Program
Tutorials, Keynotes & Presentations
NOTE: THE CONFERENCE TIMES BELOW ARE SET AS PACIFIC DAYLIGHT TIME (PDT) - UTC/GMT-7 HOURS
WEDNESDAY, OCTOBER 13, 2021
09:00-10:30 - Session 1 (Tutorials)
TRACK 1
This tutorial helps you understand the unique characteristics of non-Latin writing systems that impinge on the implementation of Unicode-based applications. It doesn’t provide detailed coding advice, but focuses on essential concepts and requirements you must understand to deploy Unicode-based solutions, and does so across a representative range of all the world’s scripts (including Chinese, Japanese, Korean, Arabic, Hebrew, Thai, Hindi/Tamil, Russian and Greek). It also provides memorable examples to help you understand the buzzwords used in the rest of the conference and your future work with Unicode.
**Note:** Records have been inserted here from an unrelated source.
PR #2385, opened 2023-10-08
feat(databricks): transpile UPDATE FROM to MERGE INTO

dmoore247:
`UPDATE .. FROM` sql semantics is used to make a corelated update to a target table, where new values in the target are a function of values in a second table. TSQL

TSQL, PostgreSQL, Redshift, Snowflake do support `UPDATE .. FROM` sql syntax.
Databricks, DuckDB, Oracle don't support `UPDATE .. FROM` sql syntax but do support `MERGE INTO`.

This PR builds a `transforms.py:update_from` (`exp.Update`) transformer, and tests for and implements for the Databricks SQL dialect.

[Slack discussion:](https://tobiko-data.slack.com/archives/C0448SFS3PF/p1695848302882859)

**Official Documentation References**
Additional References:
[Databricks MERGE INTO](https://docs.databricks.com/en/sql/language-manual/delta-merge-into.html)
[Databricks Update:](https://docs.databricks.com/en/sql/language-manual/delta-update.html)
[Oracle Update:](https://docs.oracle.com/javadb/10.8.3.0/ref/rrefsqlj26498.html)
[Oracle Merge:](https://docs.oracle.com/en/database/oracle/oracle-database/12.2/sqlrf/MERGE.html)
[Redshift UPDATE:](https://docs.aws.amazon.com/redshift/latest/dg/r_UPDATE.html)
[DuckDB UPDATE:](https://duckdb.org/docs/sql/statements/update.html)

TSQL syntax checking example:
image

Databricks syntax checking example:
image

### DIFF
--- a/sqlglot/transforms.py
+++ b/sqlglot/transforms.py
@@ -9,6 +9,43 @@ if t.TYPE_CHECKING:
     from sqlglot.generator import Generator
 
 
+def update_from(expression: exp.Expression) -> exp.Expression:
+    """Transform UPDATE FROM to MERGE INTO"""
+    from_expression = expression.find(exp.From)
+    if isinstance(expression, exp.Update) and from_expression:
+        # perform MERGE INTO
+        """
+        class Update(Expression):
+            arg_types = {
+                    "with": False,
+                    "this": False,
+                    "expressions": True,
+                    "from": False,
+                    "where": False,
+                    "returning": False,
+                    "order": False,
+                    "limit": False,
+                }
+        class Merge(Expression):
+            arg_types = {"this": True, "using": True, "on": True, "expressions": True}
+        """
+        join = from_expression.find(exp.Join)
+        if join:
+            on = join.args.get("on")
+            table = join.find(exp.Table)
+            this = expression.this
+            expression.find(exp.Comment)
+
+            # {"matched": True, "source": False, "condition": False, "then": True}
+            # WHEN MATCHED THEN UPDATE SET state = z.state
+            then = exp.Update(expressions=expression)
+            when = exp.When(matched=True, then=then)
+
+            expression = exp.Merge(this=this, using=table, on=on, expressions=[when])
+
+    return expression
+
+
 def unalias_group(expression: exp.Expression) -> exp.Expression:
     """
     Replace references to select aliases in GROUP BY clauses.
--- a/sqlglot/transforms.py
+++ b/sqlglot/transforms.py
@@ -13,35 +13,19 @@ def update_from(expression: exp.Expression) -> exp.Expression:
     """Transform UPDATE FROM to MERGE INTO"""
     from_expression = expression.find(exp.From)
     if isinstance(expression, exp.Update) and from_expression:
-        # perform MERGE INTO
-        """
-        class Update(Expression):
-            arg_types = {
-                    "with": False,
-                    "this": False,
-                    "expressions": True,
-                    "from": False,
-                    "where": False,
-                    "returning": False,
-                    "order": False,
-                    "limit": False,
-                }
-        class Merge(Expression):
-            arg_types = {"this": True, "using": True, "on": True, "expressions": True}
-        """
         join = from_expression.find(exp.Join)
         if join:
             on = join.args.get("on")
             table = join.find(exp.Table)
             this = expression.this
-            expression.find(exp.Comment)
-
-            # {"matched": True, "source": False, "condition": False, "then": True}
-            # WHEN MATCHED THEN UPDATE SET state = z.state
-            then = exp.Update(expressions=expression)
+            then = exp.Update(expressions=expression.expressions)
             when = exp.When(matched=True, then=then)
-
             expression = exp.Merge(this=this, using=table, on=on, expressions=[when])
+        else:
+            table = from_expression.find(exp.Table)
+            expression = exp.Update(
+                this=table, expressions=expression.expressions, where=expression.args["where"]
+            )
 
     return expression
 
--- a/sqlglot/dialects/databricks.py
+++ b/sqlglot/dialects/databricks.py
@@ -49,6 +49,7 @@ class Databricks(Spark):
                 ]
             ),
             exp.ToChar: lambda self, e: self.function_fallback_sql(e),
+            exp.Update: transforms.preprocess([transforms.update_from]),
         }
 
         def columndef_sql(self, expression: exp.ColumnDef, sep: str = " ") -> str:
--- a/tests/dialects/test_databricks.py
+++ b/tests/dialects/test_databricks.py
@@ -190,3 +190,12 @@ class TestDatabricks(Validator):
                 "databricks": "WITH x AS (SELECT 1) SELECT * FROM x",
             },
         )
+
+    def test_update_from(self):
+        self.validate_all(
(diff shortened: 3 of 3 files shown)


sqlglot/transforms.py
```diff
@@ -9,6 +9,27 @@
     from sqlglot.generator import Generator
 
 
+def update_from(expression: exp.Expression) -> exp.Expression:
```
GeorgeSittas, line 12: We should rename this to reflect the intent, i.e. something like `update_from_to_merge_into`.

sqlglot/transforms.py
```diff
@@ -9,6 +9,27 @@
...
+    """Transform UPDATE FROM to MERGE INTO"""
+    from_expression = expression.find(exp.From)
+    if isinstance(expression, exp.Update) and from_expression:
+        join = from_expression.find(exp.Join)
+        if join:
+            on = join.args.get("on")
+            table = join.find(exp.Table)
```
GeorgeSittas, line 19: Why do we need `find` here?

```suggestion
            table = join.this
```

sqlglot/transforms.py
```diff
@@ -9,6 +9,27 @@
...
+            this = expression.this
+            then = exp.Update(expressions=expression.expressions)
+            when = exp.When(matched=True, then=then)
+            expression = exp.Merge(this=this, using=table, on=on, expressions=[when])
+        else:
+            table = from_expression.find(exp.Table)
```
GeorgeSittas, line 25: Same here, should we instead do `from_expression.this`?

sqlglot/transforms.py
```diff
@@ -9,6 +9,27 @@
...
+            expression = exp.Update(
+                this=table, expressions=expression.expressions, where=expression.args["where"]
```
GeorgeSittas, line 27: >  where=expression.args["where"]

What if there's no `where` arg in the `Update`? Not sure why that is the case, but it's not a required arg so if it's missing this will raise a key error.

sqlglot/transforms.py
```diff
@@ -9,6 +9,27 @@
     from sqlglot.generator import Generator
 
 
+def update_from(expression: exp.Expression) -> exp.Expression:
+    """Transform UPDATE FROM to MERGE INTO"""
+    from_expression = expression.find(exp.From)
+    if isinstance(expression, exp.Update) and from_expression:
+        join = from_expression.find(exp.Join)
+        if join:
```
GeorgeSittas, line 17: This looks incomplete, can't we have more than one joins? What happens in that case?

GeorgeSittas (commented):
Thanks for the PR Douglas, left some comments.

We should also add this transformation for Oracle if it doesn't support the UPDATE-FROM syntax.

sqlglot/transforms.py
dmoore247: Let me check this out.

sqlglot/transforms.py
dmoore247: Let me check this out

sqlglot/transforms.py
dmoore247: Is there a better technique to get or return None if missing? 
There are lots of patterns in the code base, I get lost sometimes.

sqlglot/transforms.py
dmoore247: If any join then follow that path. 
It is probably worth building more complex test cases to explore these cases.

dmoore247:
@GeorgeSittas Thanks for the review!
[Hive now has `MERGE` ](https://docs.cloudera.com/HDPDocuments/HDP3/HDP-3.0.1/using-hiveql/content/hive_merge_data_in_hive_tables.html)
[OSS Spark (3)] [Has `MERGE` if the storage format is Delta](https://stackoverflow.com/questions/46613907/does-apache-spark-sql-support-merge-clause)

I don't have Hive/Oracle environments to test with, I can add those, but only go off of the specs if that makes sense to you.

sqlglot/transforms.py
GeorgeSittas: I think `where=expression.args.get("where")` would suffice here.

sqlglot/transforms.py
GeorgeSittas: > If any join then follow that path.

You would ignore the rest of the joins though, since you only deal with the first one.

GeorgeSittas:
> @GeorgeSittas Thanks for the review! [Hive now has `MERGE` ](https://docs.cloudera.com/HDPDocuments/HDP3/HDP-3.0.1/using-hiveql/content/hive_merge_data_in_hive_tables.html) [OSS Spark (3)] [Has `MERGE` if the storage format is Delta](https://stackoverflow.com/questions/46613907/does-apache-spark-sql-support-merge-clause)
> 
> I don't have Hive/Oracle environments to test with, I can add those, but only go off of the specs if that makes sense to you.

Either way Hive and Spark don't support the `UPDATE..FROM` syntax, correct?

cc @eakmanrq tagging since IIRC you've some experience with these statements.

dmoore247:
@GeorgeSittas Correct,

Hive does not have [UPDATE](https://cwiki.apache.org/confluence/pages/viewpage.action?pageId=82903069#LanguageManualDML-Update) FROM
Spark Delta / Spark Iceberg does not have UPDATE FROM

sqlglot/transforms.py
dmoore247: Found real-world example and tested. The generated join is far from complete. Will have to research.

dmoore247: The strategy is to convert the multiple joins into a sub-select...
```sql
-- tsql
UPDATE ru_new SET NPI = i.identifier
      FROM t_merge ru_new
      JOIN mytbl1 ui
        ON ru_new.user_id = ui.user_id
      JOIN mytbl2 i
        ON ui.identifier_id = i.id
      JOIN mytble3 it
        ON i.identifier_type = it.identifier_type
     WHERE it.short_description = 'NPI'
        and i.identifier like replicate('[0-9]', 10)

-- spark delta sql/databricks sql
MERGE INTO t_merge AS ru_new
USING (
    SELECT
        ui.user_id,
        i.identifier AS npi
    FROM mytbl1 ui
    JOIN mytbl2 i
        ON ui.identifier_id = i.id
    JOIN mytble3 it
        ON i.identifier_type = it.identifier_type
    WHERE it.short_description = 'NPI'
        AND i.identifier rLIKE '^[0-9]{10}$'
) AS src
ON ru_new.user_id = src.user_id
WHEN MATCHED THEN
    UPDATE SET ru_new.NPI = src.npi;
```

dmoore247: I'll have to do some more work, thanks for the catch :)

dmoore247: I've done the work for the test above. I haven't pushed it because it's ugly, lol.

GeorgeSittas: Can you share a link so that I can take a quick look and see if it's in the right direction?

dmoore247: @GeorgeSittas If I push, it goes directly into this PR.

dmoore247: @GeorgeSittas Here you go: https://gist.github.com/dmoore247/2d2feff1dd79c63d49fc00eb9892e1de

GeorgeSittas: Yeah that looks overly complex, can you briefly explain what you tried to implement?

GeorgeSittas:
@dmoore247 closing this PR for now as it's become inactive, let's continue chatting about how to complete it in Slack.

The tutorial starts with basic character encoding principles, but goes much further, covering things such as input of ideographs, combining characters, context-dependent shape variation, text direction, vowel signs, ligatures, punctuation, wrapping and editing, font issues, sorting and indexing, keyboards, and more. It has a proven track record as an orientation for newcomers to the conference, but also appeals to people at intermediate and advanced levels, due to the breadth of concepts discussed and the way they are related to real-world script usage. No prior knowledge is needed.
Richard Ishida, Internationalization Lead, W3C
TRACK 2
This tutorial will give you the knowledge for correct implementation for using Unicode to process text in any language. Unicode is the text encoding standard covering every major language on the planet.
Taught by software internationalization experts, this tutorial will introduce you to the key principles of Unicode, its design and architecture, and provide you with examples of real-world implementation. Attendees will come away with a basic knowledge of Unicode and how to be more effective at processing, handling, and debugging multilingual text content. The modules of the tutorial will cover:
- Why is the Unicode standard necessary? What problems does it solve?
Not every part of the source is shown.